Your goal is to perform Association Rule discovery on the data set using the Weka package.

Note: Association rule mining requires discretization of continuous variables. This task can be performed in the data transformation step or (in some cases) by the mining program. WEKA is a full data mining suite which includes various preprocessing modules (filters). When using WEKA, you will first apply the relevant preprocessing filters to transform the data before you performing association rule discovery.

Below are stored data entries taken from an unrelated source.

PR #535, opened 2026-03-25
fix confusing ui for client side embed settings

thundertheidiot:
### Description

this is a tiny fix to a potentially confusing "problem" that i thought of when going to sleep last night, previously if you enabled client side embeds in both unencrypted and encrypted rooms, and then turned off the main client side embeds toggle, the encrypted rooms setting would remain on, even though it would be hidden in the setting ui

feel free to just close if this is stupid

#### Type of change

### Checklist:

### AI disclosure:

### DIFF
--- a/.changeset/fix_confusing_ui_with_client_side_embeds_setting.md
+++ b/.changeset/fix_confusing_ui_with_client_side_embeds_setting.md
@@ -1,0 +1,5 @@
+---
+default: patch
+---
+
+# Fix confusing ui with `Client Side Embeds in Encrypted Rooms` setting
--- a/src/app/features/room/RoomTimeline.tsx
+++ b/src/app/features/room/RoomTimeline.tsx
@@ -145,7 +145,7 @@ export function RoomTimeline({
 
   const showUrlPreview = room.hasEncryptionStateEvent() ? encUrlPreview : urlPreview;
   const showClientUrlPreview = room.hasEncryptionStateEvent()
-    ? encClientUrlPreview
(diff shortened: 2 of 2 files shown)


dozro:
does the UI in the settings currently allow to set the setting for embeds in encrypted rooms to `on` while embeds for normal rooms are `off`?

First perform the necessary preprocessing steps required for association rule mining. Specifically, the "id" field will need to be removed and the numerical attributes must be discretized.

Next perform association rule discovery on the transformed data. Experiment with different parameters so that you get at least 20-30 strong rules (e.g., rules with high lift and confidence which at the same time have relatively good support).In WEKA Apriori algorithm interface set "outputItemsets" to "True" so that you can also view the frequent items sets of different sizes in addition to the rules.

Select the top 5 most "interesting" rules and for each specify the following:

an explanation of the pattern and why you believe it is interesting based on the business objectives of the company;
any recommendations based on the discovered rule that might help the company to better understand behavior of its customers or in its marketing campaign.

Note: The top 5 most interesting rules are most likely not the top 5 in the result set of the Apriori algorithm. They are rules that, in addition to having high support, lift, and confidence, also provide some non-trivial, actionable knowledge based on the underlying business objectives.